What you have to do:
Scan the records below and copy every line that contains the string "order".

Data:
----

PR #1490, opened 2019-02-04
Remove part name from description in power ports

JacobEFO:
Remove part name from description

---
Description: Several power ports contained part name in the description violating http://kicad-pcb.org/libraries/klc/S6.3/

Fixed that issue on several power ports. The filtering function remains unchanged.

Output from Travis check:

Checking symbol '+10V' - No errors
Checking symbol '+12C' - No errors
Checking symbol '+12L' - No errors
Checking symbol '+12LF' - No errors
Checking symbol '+12P' - No errors
Checking symbol '+12V' - No errors
Checking symbol '+12VA' - No errors
Checking symbol '+15V' - No errors
Checking symbol '+1V0' - No errors
Checking symbol '+1V1' - No errors
Checking symbol '+1V2' - No errors
Checking symbol '+1V35' - No errors
Checking symbol '+1V5' - No errors
Checking symbol '+1V8' - No errors
Checking symbol '+24V' - No errors
Checking symbol '+28V' - No errors
Checking symbol '+2V5' - No errors
Checking symbol '+2V8' - No errors
Checking symbol '+3.3VA' - No errors
Checking symbol '+3.3VADC' - No errors
Checking symbol '+3.3VDAC' - No errors
Checking symbol '+3.3VP' - No errors
Checking symbol '+36V' - No errors
Checking symbol '+3V3' - No errors
Checking symbol '+3V8' - No errors
Checking symbol '+48V' - No errors
Checking symbol '+4V' - No errors
Checking symbol '+5C' - No errors
Checking symbol '+5F' - No errors
Checking symbol '+5P' - No errors
Checking symbol '+5V' - No errors
Checking symbol '+5VA' - No errors
Checking symbol '+5VD' - No errors
Checking symbol '+5VL' - No errors
Checking symbol '+5VP' - No errors
Checking symbol '+6V' - No errors
Checking symbol '+7.5V' - No errors
Checking symbol '+8V' - No errors
Checking symbol '+9V' - No errors
Checking symbol '+9VA' - No errors
Checking symbol '+BATT' - No errors
Checking symbol '+VDC' - No errors
Checking symbol '+VSW' - No errors
Checking symbol '-10V' - No errors
Checking symbol '-12V' - No errors
Checking symbol '-12VA' - No errors
Checking symbol '-15V' - No errors
Checking symbol '-24V' - No errors
Checking symbol '-2V5' - No errors
Checking symbol '-36V' - No errors
Checking symbol '-3V3' - No errors
[...]

PR #1654, opened 2019-03-19
Add Symbol for E73-2G4M08S1C BLE5 module (nRF52840)

GitWellBack:
Schematic symbol for EByte E73-2G4M08S1C BLE5 module (nRF52840 SoC with ceramic antenna)

Datasheet: http://www.ebyte.com/en/downpdf.aspx?id=445

Screenshot:
E73-2G4M08S1C-symbol

Footprint PR: #1490

Credit: Tried to keep this symbol matching the layout of the other E73 symbol already in the library (created by @isundaylee)

KLC violations: No errors from script-testing.

---


myfreescalewebpage:
Hi @GitWellBack , thanks for contributing,

- [ ] I suggest to create a new library "RF_Bluetooth" for this kind of device. Can you do it for the symbol and the footprint ?
- [ ] VBUS should be moved to the top (Power Input pin)
- [ ] GND pins must be stacked
- [ ] I suggest to put P1.xx on the left to reduce a bit the size of the symbol. Suggestion below.

Capture

Cheers,
Joel

GitWellBack:
>     * [ ]  I suggest to create a new library "RF_Bluetooth" for this kind of device. Can you do it for the symbol and the footprint ?
> 
>     * [ ]  VBUS should be moved to the top (Power Input pin)
> 
>     * [ ]  GND pins must be stacked
> 
>     * [ ]  I suggest to put P1.xx on the left to reduce a bit the size of the symbol. Suggestion below.

I'll get on these and make commits to both PRs tomorrow - thanks for the suggestions.

evanshultz:
@myfreescalewebpage 
Note that sym-lib-table isn't updated in-place if the user just grabs new libs from GH or the repo on the KiCad website. So in that case, limiting the creation of libraries will help this symbol get into everybody's library without as much hassle. Prefer to use an existing library if possible.

myfreescalewebpage:
@evanshultz I know. I'm not sure there is Bluetooth device symbols at the moment in the lib so I asked here to create the new library right now.

GitWellBack:
Changes made - including pushing relevant parts to RF_Bluetooth (symbol, footprint and 3dshape). @myfreescalewebpage and @evanshultz - both valid points, I've gone with the move to RF_Bluetooth, purely because on studying the contents of RF_Module, I think it might be more appropriate to have the Bluetooth modules separate from the more esoteric RF modules. On top of which there's already an RF_Bluetooth folder for symbols in the repo (possibly not in sym-lib-table), just not for footprints or 3dshapes. Basically KiCAD modules still needs a sort-out ;-) I realise this will also slow uptake due to fp-lib-table changes, but I guess that's life.

myfreescalewebpage:
Looks great. Just one comment here: can you order the positive power supply pins so that VBUS will be on the left of VDD ? I guess this will be easier to wire the supply from the USB connector/cable.

GitWellBack:
> 
> 
> Looks great. Just one comment here: can you order the positive power supply pins so that VBUS will be on the left of VDD ? I guess this will be easier to wire the supply from the USB connector/cable.

And this ladies and gentleman is why I should stick to my rule of testing components in my designs before submitting/committing! :-)
Thanks for catching that - definitely should have been the other way around - if only to keep things straight as you're looking (I tend to label things off to a connector/comms sheet, but I do like clustered functionality.)

myfreescalewebpage:
loooool, thanks, the symbol looks great now :)
Just need to wait the footprint before merging

myfreescalewebpage:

----

Result:
Looks great. Just one comment here: can you order the positive power supply pins so that VBUS will be on the left of VDD ? I guess this will be easier to wire the supply from the USB connector/cable.
> Looks great. Just one comment here: can you order the positive power supply pins so that VBUS will be on the left of VDD ? I guess this will be easier to wire the supply from the USB connector/cable.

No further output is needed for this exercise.